PR #1141, opened 2018-02-28
DRILL-6197: Skip duplicate entry for OperatorStats

kkhatua:
`org.apache.drill.exec.ops.FragmentStats` should skip injecting the `org.apache.drill.exec.ops.OperatorStats` instance for these operators:
```
org.apache.drill.exec.proto.beans.CoreOperatorType.SCREEN
org.apache.drill.exec.proto.beans.CoreOperatorType.SINGLE_SENDER
org.apache.drill.exec.proto.beans.CoreOperatorType.BROADCAST_SENDER
org.apache.drill.exec.proto.beans.CoreOperatorType.HASH_PARTITION_SENDER
```
They all use the `org.apache.drill.exec.physical.impl.BaseRootExec` to inject the correct statistics.
**NOTE:**
To avoid going out of sync for new operators' `...Exec` , the BaseRootExec does the swapping of the matching `OperatorStats` instead of having `FragmentStats` perform skipping.

### DIFF
--- a/exec/java-exec/src/main/java/org/apache/drill/exec/ops/FragmentStats.java
+++ b/exec/java-exec/src/main/java/org/apache/drill/exec/ops/FragmentStats.java
@@ -17,13 +17,14 @@
  */
 package org.apache.drill.exec.ops;
 
-import java.util.List;
+import java.util.LinkedHashMap;
+import java.util.Map;
+import java.util.Map.Entry;
 
+import org.apache.commons.lang3.tuple.ImmutablePair;
 import org.apache.drill.exec.memory.BufferAllocator;
 import org.apache.drill.exec.proto.CoordinationProtos.DrillbitEndpoint;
────────────────────
→ Try it:
Every line from the line containing "package org.apache.drill.exec.ops;" to the last line of the material above must be repeated exactly, and no other line.

→ Exercise output:
 package org.apache.drill.exec.ops;
 
-import java.util.List;
+import java.util.LinkedHashMap;
+import java.util.Map;
+import java.util.Map.Entry;
 
+import org.apache.commons.lang3.tuple.ImmutablePair;
 import org.apache.drill.exec.memory.BufferAllocator;
 import org.apache.drill.exec.proto.CoordinationProtos.DrillbitEndpoint;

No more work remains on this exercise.